__To do__
What you return must be the lines of the data that hold the word "hannyle".

- Opening Delimiter -

PR #179, opened 2021-03-03
Bugfix/general bugfixes

blankdots:
### Description

Forgotten fixes for deployment to production. Also optimisations for building the UI.

### Type of change

### Changes Made

1. don't require `husky` in prod install, also updated the package
   - needed to add `pinst` for this to make it easier to disable in CI and Docker

2. fix codeql not running properly
3. update cypress - not a bugfix but might as well do it.
4. prettier should ignore build directory
5. move cypress and prettier to `eslintConfig` to allow production build to build smoothly without depending on cypress and prettier as they are not required for going to production
6. fix npm version to 7.6.0 in order to allow proper packages handling for newer versions.
7. add eslint as a dev dependency - not required but want to make it explicit
8. fixed immer vulnerability by updating `react-scripts` to `4.0.3`
9. e2e now test production build to reflect what is deployed in Docker container so that there aren't any inconsistencies 

### Testing

- [x] Tests do not apply


lilachic:
Why twice  in e2etests.yml
Screenshot 2021-03-03 at 17 39 01

blankdots:
@lilachic 
> Why twice in e2etests.yml

two different artifacts need 2 different stages, I could not figure out a good way to show 2 different artifacts separately in the same stage, but I am open to suggestions

package.json
```diff
@@ -32,13 +32,20 @@
     "format:check": "prettier --check \"**/*.+(json|yml|yaml|css|md)\"",
     "flow:check": "flow check",
     "concurrently": "concurrently",
-    "postinstall": "husky install"
+    "postinstall": "node -e \"process.env.NODE_ENV != 'production' && process.exit(1)\" || husky install"
   },
   "eslintConfig": {
+    "env": {
```
blankdots, line 38: not sure this is correct, but went by the the documentation

saulipurhonen: This looks good to me. Tried to find if there's a node script for this case but couldn't find any.

package.json
```diff
@@ -32,13 +32,20 @@
     "format:check": "prettier --check \"**/*.+(json|yml|yaml|css|md)\"",
     "flow:check": "flow check",
     "concurrently": "concurrently",
-    "postinstall": "husky install"
+    "postinstall": "node -e \"process.env.NODE_ENV != 'production' && process.exit(1)\" || husky install"
```
saulipurhonen, line 35: One option could be `prepublish` script but this seems to be ok too.

blankdots: changed :+1:

package.json
```diff
@@ -32,7 +32,7 @@
     "format:check": "prettier --check \"**/*.+(json|yml|yaml|css|md)\"",
     "flow:check": "flow check",
     "concurrently": "concurrently",
-    "postinstall": "node -e \"process.env.NODE_ENV != 'production' && process.exit(1)\" || husky install"
+    "prebublish": "husky install"
```
hannyle, line 35: There's a small typo "prepublish"

blankdots: good catch, wonder why it worked ...

blankdots: @saulipurhonen i will revert to `postinstall` `prepublish`  gives:

```
➜ npm install --production                             

> metadata-submitter-frontend@0.8.0 prepublish
> husky install

sh: husky: command not found
npm ERR! code 127
npm ERR! path /home/path/metadata-submitter-frontend
npm ERR! command failed
npm ERR! command sh -c husky install
```

saulipurhonen: Alright.
Just checked **Husky**  documentation and it's installed via `prepare`, not `prepublish`

blankdots: ok, so is it ok to leave like that, `prepare` gives the same or any other ideas ?

saulipurhonen: `prepare` seems to work locally via `npm install --production` but this I think this isn't that important issue. Only perk I see is is that it looks lot of cleaner.

hannyle: From the npm docs I just read, `prepublish` seems to be deprecated and `prepare` is another option.

blankdots: figured out another solution with `pinst` https://github.com/typicode/husky/issues/867#issuecomment-782845423 - lets see what CI has to say

blankdots: ... and it seems to like it. I will try it in docker the same, and it keeps it cleaner, and I will think where to document this in a future PR.

saulipurhonen (approved):
Looks good to me.

lilachic (approved):
Looks good to me. I don't know better way to give artifacts. Updating packages works.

- Closing Delimiter -

__Finished task__
hannyle, line 35: There's a small typo "prepublish"
hannyle: From the npm docs I just read, `prepublish` seems to be deprecated and `prepare` is another option.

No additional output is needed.